▸ **Prompt**: Write out exactly the lines of the entries below, from the first through the line containing "supplies a fake", and nothing beyond them.

○ ○ ○ ○ ○

PR #2292, opened 2021-02-24
Add support for the new session header & dev cookie

barrucadu:
The user is treated as logged in if:

- The `GOVUK-Account-Session` request header is set
- The `govuk_account_session` cookie is present and `Rails.env.development?`
- The user is in the `LoggedIn` A/B bucket

The A/B approach will be removed when we fully transition to the new
cookie.

We don't validate that the header or cookie actually contains correct
session data.  This is fine because if an attacker supplies a fake
value, all they'll do is change the "sign in" link in the header to a
"sign out" link.

---

[Trello card](https://trello.com/c/ZhjlysBW/642-preferentially-use-the-new-cookie-on-the-transition-landing-page)

### DIFF
--- a/app/controllers/concerns/account_ab_testable.rb
+++ b/app/controllers/concerns/account_ab_testable.rb
@@ -1,8 +1,14 @@
+# frozen_string_literal: true
+
 module AccountAbTestable
   extend ActiveSupport::Concern
 
   ACCOUNT_AB_CUSTOM_DIMENSION = 42
-  ACCOUNT_AB_TEST_NAME = "AccountExperiment".freeze
+  ACCOUNT_AB_TEST_NAME = "AccountExperiment"
+
+  ACCOUNT_SESSION_REQUEST_HEADER_NAME = "HTTP_GOVUK_ACCOUNT_SESSION"
+  ACCOUNT_SESSION_RESPONSE_HEADER_NAME = "GOVUK-Account-Session"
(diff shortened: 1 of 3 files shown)


app/controllers/concerns/account_ab_testable.rb
```diff
@@ -1,6 +1,19 @@
...
 module AccountAbTestable
+  extend ActiveSupport::Concern
+
   ACCOUNT_AB_CUSTOM_DIMENSION = 42
-  ACCOUNT_AB_TEST_NAME = "AccountExperiment".freeze
+  ACCOUNT_AB_TEST_NAME = "AccountExperiment"
+
+  ACCOUNT_SESSION_REQUEST_HEADER_NAME = "HTTP_GOVUK_ACCOUNT_SESSION"
+  ACCOUNT_SESSION_RESPONSE_HEADER_NAME = "GOVUK-Account-Session"
+  ACCOUNT_SESSION_DEV_COOKIE_NAME = "govuk_account_session"
```
AlanGabbianelli, line 11: Why aren't we freezing these constants?

barrucadu: I added `# frozen_string_literal: true` to the top of the file, which makes it automatic

AlanGabbianelli: Ah, I had missed that!

AlanGabbianelli (approved):

PR #2294, opened 2021-02-25
Increase test coverage of Collections

hannako:
## What
Increase our SimpleCov test coverage score.

## Why
Collections currently has a test coverage of 89.68% which is [below the 95% threshold](https://github.com/alphagov/govuk-rfcs/blob/main/rfc-128-continuous-deployment.md#safety-checks) for CD to be switched back on for this repo. 

Screenshot 2021-02-25 at 21 00 29

## How
This low coverage score was caused by the [addition](https://github.com/alphagov/collections/pull/2245/commits/c303341c7ea3afd121d1428f397824a6e9eb325e) of a temporary parser (lib/parsers/convert_to_rspec.rb) to help convert tests to RSpec from Minitest. 

- Exclude the file
- Add a test for the roles controller as that had no tests at all.

Screenshot 2021-02-25 at 21 08 25

[trello](https://trello.com/c/cKyD8kke/1368-increase-test-coverage-for-collections)


test/controllers/roles_controller_test.rb
```diff
@@ -0,0 +1,29 @@
+require "test_helper"
+
+describe RolesController do
+  include SearchApiHelpers
+
+  def ministerial_role_json
+    json = File.read("test/fixtures/content_store/ministerial_role.json")
```
sihugh, line 7: Do you think this might be better as a [content-schema example](https://github.com/alphagov/govuk-content-schemas/tree/master/examples)? (I appreciate the prior art in this repo...)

○ ○ ○ ○ ○

▸ **Task output**:
PR #2292, opened 2021-02-24
Add support for the new session header & dev cookie

barrucadu:
The user is treated as logged in if:

- The `GOVUK-Account-Session` request header is set
- The `govuk_account_session` cookie is present and `Rails.env.development?`
- The user is in the `LoggedIn` A/B bucket

The A/B approach will be removed when we fully transition to the new
cookie.

We don't validate that the header or cookie actually contains correct
session data.  This is fine because if an attacker supplies a fake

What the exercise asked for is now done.